• **YOUR TASK**: Between the line containing "PR #1428, opened 2025-01-23" and the line containing "workflow in Apify" lies a run of lines; give that run again exactly, with both of those lines, and nothing else from the entries below.

• **DATA TO EXAMINE**:

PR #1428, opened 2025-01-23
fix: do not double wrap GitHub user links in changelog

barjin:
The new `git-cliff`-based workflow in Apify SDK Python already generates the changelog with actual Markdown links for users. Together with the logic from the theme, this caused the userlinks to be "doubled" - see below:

* * *

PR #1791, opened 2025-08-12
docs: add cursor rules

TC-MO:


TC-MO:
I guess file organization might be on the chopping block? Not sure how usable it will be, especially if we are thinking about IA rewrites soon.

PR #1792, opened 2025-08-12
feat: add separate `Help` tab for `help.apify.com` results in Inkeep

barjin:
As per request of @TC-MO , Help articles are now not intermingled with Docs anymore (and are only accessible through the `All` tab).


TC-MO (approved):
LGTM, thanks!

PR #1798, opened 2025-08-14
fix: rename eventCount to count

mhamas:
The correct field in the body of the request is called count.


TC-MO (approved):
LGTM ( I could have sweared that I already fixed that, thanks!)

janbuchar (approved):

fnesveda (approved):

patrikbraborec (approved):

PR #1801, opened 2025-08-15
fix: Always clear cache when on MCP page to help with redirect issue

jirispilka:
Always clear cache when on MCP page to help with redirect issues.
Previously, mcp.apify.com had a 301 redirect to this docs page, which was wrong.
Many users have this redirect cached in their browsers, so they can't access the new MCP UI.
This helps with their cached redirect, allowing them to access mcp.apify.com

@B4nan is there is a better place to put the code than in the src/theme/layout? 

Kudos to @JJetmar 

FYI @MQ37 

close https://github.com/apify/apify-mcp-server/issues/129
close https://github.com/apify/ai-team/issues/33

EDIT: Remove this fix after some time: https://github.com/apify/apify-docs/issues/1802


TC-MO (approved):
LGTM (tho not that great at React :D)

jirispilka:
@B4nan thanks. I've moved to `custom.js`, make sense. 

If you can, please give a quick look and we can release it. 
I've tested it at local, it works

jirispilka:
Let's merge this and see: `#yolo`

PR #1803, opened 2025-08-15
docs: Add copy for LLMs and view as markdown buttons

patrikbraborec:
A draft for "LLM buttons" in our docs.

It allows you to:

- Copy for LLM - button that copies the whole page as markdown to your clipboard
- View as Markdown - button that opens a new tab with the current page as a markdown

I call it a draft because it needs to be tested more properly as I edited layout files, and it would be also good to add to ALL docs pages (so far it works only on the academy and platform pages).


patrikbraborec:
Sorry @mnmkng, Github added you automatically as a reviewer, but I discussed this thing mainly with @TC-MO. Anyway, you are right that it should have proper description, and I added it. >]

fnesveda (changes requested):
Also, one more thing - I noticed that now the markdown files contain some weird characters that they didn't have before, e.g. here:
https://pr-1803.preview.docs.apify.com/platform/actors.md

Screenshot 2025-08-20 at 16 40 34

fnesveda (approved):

• **ANSWER SPACE**:
PR #1428, opened 2025-01-23
fix: do not double wrap GitHub user links in changelog

barjin:
The new `git-cliff`-based workflow in Apify SDK Python already generates the changelog with actual Markdown links for users. Together with the logic from the theme, this caused the userlinks to be "doubled" - see below:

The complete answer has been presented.